Une jeune femme de 31 ans, connue sur les réseaux sociaux, a perdu la vie lors d'un séjour en Tanzanie. La police locale pointe la responsabilité d'un outil d'intelligence artificielle dans sa décision fatale.

Une influenceuse américaine retrouvée morte à Zanzibar : ChatGPT au cœur du drame
Une influenceuse américaine retrouvée morte à Zanzibar : ChatGPT au cœur du drame — Photo : A l'heure / À l'Heure
Monde

Ashly Robinson, influenceuse américaine suivie par une large communauté en ligne, a été retrouvée sans vie le 9 avril dernier à Zanzibar, archipel tanzanien prisé des touristes étrangers. Les enquêteurs locaux ont conclu à un suicide après avoir établi qu'elle avait interrogé ChatGPT, l'assistant conversationnel de la société OpenAI, pour obtenir des informations sur les moyens de mettre fin à ses jours. Une conclusion que la famille de la défunte conteste, réclamant des investigations plus approfondies sur les circonstances exactes de sa mort.

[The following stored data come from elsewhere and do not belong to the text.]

PR #4512, opened 2020-09-01
chore: use example.com for example domain

YoshinoriN:
## What does it do?

We should stop to use `yoursite.com`.
`yoursite.com` is a real company's domain.

We can use `example.com` instead of `yoursite.com`.

> [Reserved Example Second Level Domain Names](https://tools.ietf.org/html/rfc2606#section-3)

## How to test

```sh
cd hexo
npm install
npm test
```

## Screenshots

NONE

## Pull request tasks

- [ ] Passed the CI test.

### DIFF
--- a/lib/hexo/default_config.js
+++ b/lib/hexo/default_config.js
@@ -9,7 +9,7 @@ module.exports = {
   language: 'en',
   timezone: '',
   // URL
-  url: 'http://yoursite.com',
+  url: 'http://example.com',
   root: '/',
   permalink: ':year/:month/:day/:title/',
   permalink_defaults: {},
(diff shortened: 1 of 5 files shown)


SukkaW:
Agree. `example.com` & `example.org` is managed by IANA and is defined in RFC.

SukkaW:
Is the docs being updated?

SukkaW (approved):

YoshinoriN:
@SukkaW 

Yes :)

I have already submit...

* https://github.com/hexojs/site/pull/1541
* https://github.com/hexojs/hexo-starter/pull/46

Not yet submit https://github.com/hexojs/hexo-generator-alias.
I will submit after merge or reject https://github.com/hexojs/hexo-generator-alias/pull/55

Issue #4437, opened 2020-07-24
[Proposal] Migrate benchmark to GitHub Action


SukkaW:
- [x] Add `benchmark.js` to GitHub Action and remove it from Travis CI
- [x] Rewrite `profiling.sh` into `profiling.js` (And profiling will stay on Travis CI)
- [x] Find a new place to deploy the flamegraph (Maybe the JSON format of performance data as well)
- [x] Add `profiling.js` to GitHub Action along with new deployments, then remove the profiling from Travis CI
- [ ] Use @hexobot to post comment about the performance & flamegraph url under every PR & commits (just like coverall)

curbengh:
https://github.com/hexojs/hexo/pull/4413

PR #4514, opened 2020-09-02
chore/ci: move benchmark to gh action

SukkaW:
## What does it do?

Closes #4413.

The PR aims to gradually migrate from Travis CI to GitHub Actions. It is the first part of #4437.

## How to test

Just see if GitHub Action passed.

## Pull request tasks

- [x] Passed the CI test.

### DIFF
--- a/.github/workflows/benchmark.yml
+++ b/.github/workflows/benchmark.yml
@@ -7,6 +7,8 @@ on:
   pull_request:
     branches:
       - master
+    paths-ignore:
+      - 'test/scripts/**'
 
 jobs:
   benchmark:
--- a/.github/workflows/benchmark.yml
+++ b/.github/workflows/benchmark.yml
@@ -1,0 +1,33 @@
+name: Benchmark
+
+on:
+  push:
+    paths:
+      - 'lib/**'
+  pull_request:
+    branches:
+      - master
+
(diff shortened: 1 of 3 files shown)


.github/workflows/benchmark.yml
```diff
@@ -0,0 +1,33 @@
+name: Benchmark
+
+on:
+  push:
+    paths:
+      - 'lib/**'
+  pull_request:
+    branches:
+      - master
```
curbengh, line 9: is `paths: ['lib/**']` going to be applied to pull_request too?

SukkaW: No.

And it is my desired behavior: PR like this one (which modifies the CI config and `benchmark.js`) should trigger benchmark as well.

curbengh: what about `paths-ignore: ['test/**']`? Some PRs only update the unit test, so it shouldn't be necessary to run the benchmark. The [doc](https://docs.github.com/en/actions/reference/workflow-syntax-for-github-actions#example-ignoring-paths) mentions the workflow will not run if only matches 'test/**', it will still run if there is any change to other folder.

curbengh (approved):

Issue #4556, opened 2020-10-14
Draft assets not rendered


darekkay:
## Check List

Please check followings before submitting a new issue.

- [x] I have already read [Docs page](https://hexo.io/docs/) & [Troubleshooting page](https://hexo.io/docs/troubleshooting)
- [x] I have already searched existing issues and they are not help  to me
- [x] I examined error or warning messages and it's difficult to solve
- [x] Using [the latest](https://github.com/hexojs/hexo/releases) version of Hexo (run `hexo version` to check)
- [x] Node.js is higher than [minimum required version](https://hexo.io/docs/#Minimum-required-Node-js-version)

## Expected behavior

Assets should be displayed for draft posts.

## Actual behavior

Cette affaire relance un débat mondial sur les dérives potentielles des intelligences artificielles génératives. ChatGPT, lancé fin 2022 par OpenAI, a rapidement conquis des centaines de millions d'utilisateurs à travers la planète. Si l'outil a été conçu pour refuser de fournir des informations susceptibles de nuire à ses utilisateurs, des failles dans ses garde-fous ont déjà été documentées par des chercheurs et des associations de prévention du suicide. Le cas d'Ashly Robinson n'est pas isolé : en Europe, plusieurs familles ont déjà mis en cause des chatbots dans des situations similaires, alimentant des appels à une régulation stricte de ces technologies.

Pour le Sénégal et plus largement pour l'Afrique, la question revêt une acuité particulière. L'usage des smartphones et des applications d'intelligence artificielle progresse rapidement sur le continent, notamment chez les jeunes urbains. ChatGPT est désormais accessible depuis Dakar, Abidjan ou Nairobi sans aucune restriction. Or les dispositifs de santé mentale demeurent insuffisants dans la plupart des pays africains, et la prévention du suicide reste un sujet largement tabou, peu pris en charge par les politiques publiques de santé. Dans ce contexte, la circulation non encadrée d'outils capables de répondre à des requêtes sensibles constitue un risque réel.

La régulation des intelligences artificielles fait pourtant son chemin sur la scène internationale. L'Union européenne a adopté en 2024 son règlement sur l'IA, le premier cadre juridique contraignant au monde dans ce domaine. L'Union africaine, de son côté, travaille à l'élaboration d'une politique continentale sur le numérique, sans que des dispositions spécifiques à la sécurité des utilisateurs vulnérables n'aient encore été formalisées.

OpenAI, la société qui développe ChatGPT, n'a pas commenté publiquement cette affaire. L'entreprise indique habituellement que ses systèmes sont dotés de protocoles de sécurité orientant les utilisateurs en détresse vers des services d'aide psychologique. Le cas de Zanzibar soulève néanmoins la question de l'efficacité réelle de ces mécanismes face à des utilisateurs déterminés à contourner les filtres.

La mort d'Ashly Robinson à Zanzibar pourrait bien accélérer les discussions sur la responsabilité juridique des concepteurs d'outils d'intelligence artificielle lorsque leurs produits sont impliqués dans des drames humains.